Venho escrevendo sobre as paixões. Sobre todas elas, as fugazes prioritariamente. Algumas são fugazes mais de uma vez, são reincidentes. E são todas poesia por si só. São retratos que não se pendura nas paredes dessas salas vazias, vão parar em alguma gaveta. Arrastam, elas também, correntes.

São elas uma espécie de força. Como eu disse para mim mesmo: não é um projeto para exercitar a escrita, como insistem nessa necessidade aqueles seres prepotentes que se auto-intitulam escritores, escrever todo dia não faz nada de ninguém; é sim um projeto para exercitar as paixões, essas sim precisam ser sentidas todos os dias.

Outro dia, senti uma fraqueza pulsante. Na verdade, isso sim é imutável. Essa fraqueza que pulsa junto com meu coração. Palpita em cada artéria desse corpo. Mas quem está autorizado a senti-la? É na nossa ilusão de força que podemos fazer um pouco de bem para quem nos cerca. Quantos "me ajuda" você já ouviu e quantos você já falou? A maioria deles vem codificado.

Mas de vez em quando é preciso desmoronar. Rasgar as paixões do papel. E chorar. Quem estava lá da última vez que você chorou? A força está mitificada no corpo que é o último a parar de dançar pela manhã, naquele que sempre ouve e pouca ajuda pede. Isso talvez não seja mais do que inércia.

Agora, o que não podemos fazer é parar de dançar. Parar de paixões. Parar com essa força falaciosa. Não podemos. Afinal, é de tanto mentir que somos fortes que podemos enfim acabar acreditando, e sendo mesmo. Continuamos esse assunto outro dia.

Tomando Uma Cerveja com a Morte

Faz calor depois de muito tempo de inverno. As coisas estão mudando. Mas as coisas estão sempre mudando nesse universo que por muito tempo se pensou imutável. É aquela história da vida como um passeio de roda gigante: em um momento, estamos lá no alto, presenteados com uma vista maravilhosa das coisas mais belas já criadas; então descemos para que o outro lado suba.

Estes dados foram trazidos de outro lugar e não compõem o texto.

Issue #3749, opened 2025-03-22
[Feature Request] Introduction of a graphical backend


KristjanESPERANTO:
I would like to suggest a feature that could improve the accessibility and usability of MagicMirror²: the introduction of a **graphical backend**. I would like to hear your opinions on this.

My suggestion is that we try to list the advantages and disadvantages of such a backend here. To then weigh up whether we want to go down this route.

Perhaps we could also implement a module system for the backend, just like in the frontend. Then most important features like module management and configuration would be in the core - and the rest could be done by 3rd party modules.

Of course, all of this would be a huge project. That's why I could also imagine that we first agree on the introduction of module management (via a graphical backend). A feature that should definitely be part of the core.

Once this is implemented, we could then discuss whether we should extend the backend further.

Here's a list of arguments and features I've spontaneously collected. Please let me know if there are any important points missing. But we don't have to go into too much detail yet, I'm mainly interested in summarising the discussion (which has already flared up in various places) and its arguments in one place.

We could certainly also be inspired by other good approaches/features from MMM-GoogleAssistant, MMM-Remote-Control, mmpm or MMM-Config.

## Disadvantages

- Reducing the learning effect for users
- Increased complexity
- Increased maintenance effort (requires additional maintenance, such as ensuring compatibility, updating features, fixing bugs and writing docs ...)

## Advantages

- Accessibility: A graphical backend would make the platform more user-friendly, especially for non-coding users who might struggle with manual file editing or terminal commands.
- Reduced user errors: By automating certain processes through a graphical backend, common mistakes made by users during manual configuration could be eliminated. This would lead to fewer support requests and issue reports.
- Efficiency: Tasks like module installation, configuration, and system diagnostics would become faster and more streamlined.
- Remote administration: A graphical backend would simplify the ability to manage MagicMirror² remotely over a LAN connection.

### Must have features

- Module Management (install, uninstall and configure modules ...)
- System Control (restart or shut down MagicMirror² or the entire system ...)

### Other features

- Display system information (such as versions, RAM usage, CPU load, and disk space ...)
- Access and review MagicMirror² logs for troubleshooting.
- Open a terminal directly from the graphical backend for advanced operations.

khassel:
I'm not sure if we should start such a project. You already mentioned some disadvantages and some projects which are doing similar things.

Right out of my head:
[...]

PR #3764, opened 2025-04-13
Use "node --run" instead of "npm run"

KristjanESPERANTO:
This has the advantage that the package manager is no longer involved after the installation process.

However, previous start commands such as `npm run start` continue to work. So we don't even have to adapt the documentation.


sdetweil:
what advantage is that for the user?

they just want the thing to run

khassel:
I see it as cleanup and restriction to the real use cases:
- npm only for install/update dependencies
- node for running scripts

There is no advantage or disadvantage for the user.

sdetweil:
so why add more confusion over what to do when?

KristjanESPERANTO:
I see the arguments against it and it's okay if we decide against it for now. 

But for the user I see also these advantages:

1. it is more intuitive for users. Why should I use a package manager to start a script?

2. it reduces complexity. Which is helpful for understanding and also for troubleshooting, as the package manager no longer plays a role after installation. The user may therefore be able to solve their problem themselves more quickly or receive help more quickly.

sdetweil:
the users dont know what a package manager is,
we have successfully graduated to they dont care about the technicalities of the base. witness the success  of the docker deployment(almost due to update issues for modules). they just want it to run!

they want to create an info panel. 90% of that content isn't ours at all. 

lets focus on making it run with as few crazy options as possible.  my objective is to make manual install,  
upgrade  and configuration including modules, go away

KristjanESPERANTO:
>  the users

I think we have a very different picture of who “the users” are and what they want.

> the users dont know what a package manager is,

It doesn't take magic to learn it.

> they just want it to run!

But simple consumers are not our main target group. As I interpret our manifesto, we want to inspire people to learn, try things out, break stuff, create things and get involved 💥

If we confuse users when they come across both options, so much the better, then they will question it and learn. It's not as if the change would be a breaking change.

And if a user just wants to be a simple consumer, he can use a third party installation script and a module manager such as mmpm or even buy a system on Amazon.

In any case, a simple user won't care whether we use “npm run” or node --run".

> my objective is to make manual install, upgrade and configuration including modules, go away

The question is whether we need to do this in the core? The discussion about a graphical backend in the core (#3749) did not go in that direction, for example.

-----

I think it would be good if we looked at the change mainly from a technical point of view. And as I understand it, there are fewer arguments against it than for it. But it is like a polish, the car will run without it and if there are others who think we shouldn't do it, I can live without this "polish" 🙂

rejas (approved):

rejas:
I like this polish (although I can also understand the "dont change if it aint broke" mentality) and it seems to be the way forward. 
Still would like to get either @khassel or @sdetweil approval before merging it.

sdetweil:
i disagree with this pr. we have all kinds of other problems to solve without this unnecessary 'polish'

bugsounet:
For once, i agree with @sdetweil

khassel:
As I already stated above:

> There is no advantage or disadvantage for the user.

I think we should use `node` wherever possible. For me, it's cleaner not to use a package manager to launch scripts.

khassel (approved):

rejas:
Ok, so I will merge it. Sams arguments are noted, but I agree with the other two more. lets hope node doesnt prove us wrong.

KristjanESPERANTO:
Thanks guys! And if it turns out to be a wrong/bad decision, I will be happy to help reverse it. Nothing is set in stone.

PR #3774, opened 2025-05-08
update dependencies

khassel:
- tried electron v36 but [electron-rebuild-tests are failing](https://github.com/MagicMirrorOrg/MagicMirror/actions/runs/14916012897/job/41901667578)
- is dependabot still working?


khassel:
after clicking the "check for updates" button we have now PR's again ...

khassel:
that is an error in my update process (I remove pm2 from the docker images so I'm always missing the updates). I'm to lazy to fix this, I think this can be merged and then we can merge the pm2-dependabot-PR for pm2 ...

khassel:
as @rejas is not responding please merge @KristjanESPERANTO

PR #3783, opened 2025-05-10
[linter] Review linter setup

KristjanESPERANTO:
- [2b395b9f] Fix command to lint markdown in `CONTRIBUTING.md`
  - [fed4c86c] Re-activate JSDoc ESLint plugin and fix linting issues (As far as I remember, we deactivated it when we upgraded to ESLint 9 because it was not compatible with it. But its now.)
  - [a3d2064b] Refactor ESLint config to use `defineConfig` and `globalIgnores` ([these are like new defaults](https://eslint.org/blog/2025/03/flat-config-extends-define-config-global-ignores/))
  - [a3d2064b] Replace `eslint-plugin-import` with `eslint-plugin-import-x` (https://github.com/es-tooling/module-replacements/blob/main/docs/modules/eslint-plugin-import.md)
  - [86a185b6] Switch Stylelint config to flat format and simplify Stylelint scripts (like we already did for ESLint and prettier)
  - [f5a2c541] Fix some typos


bughaver:
@KristjanESPERANTO would this be a good pr to add the eol setting to `prettier.config.mjs`? Without this setting on windows it defaults to `lf`.

setting to add would be: `endOfLine: "crlf",`

khassel (approved):

PR #3787, opened 2025-05-18
fix `roboto.css` to avoid error message

khassel:
`Unknown descriptor 'var(' in @font-face rule.` in firefox console

Issue was found by @KristjanESPERANTO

Há algum tempo, esse blog andava inabitado. Alguns fantasmas certamente continuavam circulando por aqui, mas nada daquele salão de festas sempre lotado, com as pessoas andando por aí com suas taças na mão. Taças não, porquê aqui nós bebemos direto da garrafa. Porém, inabitado não significa não visitado. Que o digam as criaturas que sempre invadem as casas mal-assombradas do bairro, para tirar a limpo a história do fantasma que arrasta correntes na madrugada.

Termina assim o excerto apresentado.